Jennifer G. Christner, MD, Pediatrics; Brent Stansfield, PhD, Medical Education, University of Michigan, Ann Arbor, MI; Jocelyn Schiller, MD, Pediatrics, Univerisity of Michigan, Ann Arbor, MI; Arin Madenci, B.S., Medical School; Patricia Keefer, MD, Pediatrics, University of Michigan, Ann Arbor, MI


Background:  Physicians communicate with patients using email with increasing frequency. However, communication skills and professionalism issues specific to email do not appear to be readily taught in medical school curricula at this time.  Therefore, we implemented an instructive strategy where students responded to simulated patient emails in order to both teach and then evaluate students on this unique communication skill. Objective:  To assess whether an instructive session on principles of effective email communication would improve student performance on responses to simulated emails. Methods:  We developed four hypothetical emails from a parent expressing concern, anger or confusion about their child’s recent medical care.  Each chief complaint is different, but was chosen to represent commonly encountered pediatric diagnostic or management dilemmas (e.g. not treating otitis media, vaccine refusal).  During the pediatric rotation, students respond to one of these emails.   A faculty member then leads a discussion about key components of a high quality email response.  Students are then sent a final simulated email. The students’ final responses are formally assessed via a grading rubric that includes subscores for medical knowledge, communication and professionalism. This final score is incorporated as a component of their final clerkship grade. Results: Performance improved from the first to third cases (p<.0001) for total scores and all subscores. Performance improvement is sustained as students progress further in their clinical year suggesting that email communication techniques are a unique skill taught in our clerkship.
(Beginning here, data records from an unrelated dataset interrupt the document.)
PR #283, opened 2018-10-08
Allow Tabs to detect TabPanels in React

### LINKED ISSUE #271: Tabs does not detect TabPanels in React
Attempts to use the example for Tabs results in a seemingly empty div.
### JSX
```
                <Tabs>
                    <TabPanel id="interventions" tab="Interventions">
                        someother stuff here
                    </TabPanel>
                    <TabPanel id="implementation" tab="Implementation Costs">
                        some stuffh ere
                    </TabPanel>
                </Tabs>
```
### html
```
<div>
    <div class="ds-c-tabs" role="tablist"></div>
    <div aria-hidden="true" aria-disabled="false" class="ds-c-tabs__panel" id="interventions" role="tabpanel">someother stuff here</div>
    <div aria-hidden="true" aria-disabled="false" class="ds-c-tabs__panel" id="implementation" role="tabpanel">some stuffh ere</div>
</div>
```

Traced it to the line that detects `TabPanels` (`child.type === TabPanel`); see screenshot

screen shot 2018-07-16 at 2 57 38 pm

Inquiring to change to `child.props && child.props.tab`.

### Environment:
```
"@cmsgov/design-system-core": "^1.23.0",
"react": "16.3.0",
```
Components retrieved via individual exports, i.e.
```
import { TabPanel } from '@cmsgov/design-system-core/dist/components/Tabs/TabPanel';
import { Tabs } from '@cmsgov/design-system-core/dist/components/Tabs/Tabs'; 
```

erinrep:
### Changed
Changed the isTabPanel function to check for child.props.tab instead of child.attributes.tab. This will still support Preact, but will also account for wrapped TabPanel React components where the type is not TabPanel.

### Fixed
Fixes #271

### DIFF
--- a/packages/core/dist/components/Tabs/Tabs.js
+++ b/packages/core/dist/components/Tabs/Tabs.js
@@ -78,8 +78,8 @@ function panelTabId(panel) {
  * @return {Boolean} Is this a TabPanel component?
  */
 function isTabPanel(child) {
-  // Preact doesn't support child.type
-  return child && (child.type === _TabPanel2.default || child.props && child.props.tab);
+  // Preact doesn't support child.type, React doesn't support child.attributes
+  return child && (child.type === _TabPanel2.default || child.attributes && child.attributes.tab);
 }
 
 /**
--- a/packages/core/dist/components/Tabs/Tabs.js
+++ b/packages/core/dist/components/Tabs/Tabs.js
@@ -78,8 +78,8 @@ function panelTabId(panel) {
  * @return {Boolean} Is this a TabPanel component?
  */
 function isTabPanel(child) {
-  // Preact doesn't support child.type, React doesn't support child.attributes
-  return child && (child.type === _TabPanel2.default || child.attributes && child.attributes.tab);
+  // Preact doesn't support child.type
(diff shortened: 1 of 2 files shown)


pwolfert:
So the scenario here is that you have `<TabPanel>` components that are wrapped, so `type === TabPanel` will be false? As for `child.attributes`, I don't even know what that is or why it isn't already `child.props`.

You may exclude the `dist/*` files from the diff.

erinrep:
Yep, we have a component that wraps the TabPanel, although it looks like even if it were unwrapped, the transpiled version of TabPanel still might not pass that type comparison. I think child.attributes was added as Preact support, but I'm not sure why child.props wasn't used.

I'll update the PR to not include the dist file change. Thanks!

Also, what is the process to get a version bump?

pwolfert:
I don't know anything about Preact, so I'll defer to you. Once you say your code is working, I'll go ahead and approve this. The current change makes sense to me, but it sounds like it's not working.

Once this is merged, I can release a new version.

erinrep:
Cool, yep our code is working with this change. Thanks!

Intra-class correlations of all ratings of each essay were used to estimate inter-rater reliability of total score (.85), knowledge subscore (0.89), professionalism subscore (.79), and communication subscore (.66).  Discussion:  Communicating with patients via email in an effective manner is not intuitive.  It is feasible to introduce simulated email cases/communication in a clinical clerkship as an assessment tool. The lower inter-rater reliability of the communication score suggests some disagreement among clinicians about what constitutes good communication.  We are conducting further research to investigate variation among clinicians and to gauge congruency between faculty and actual parent interpretation of email communication styles.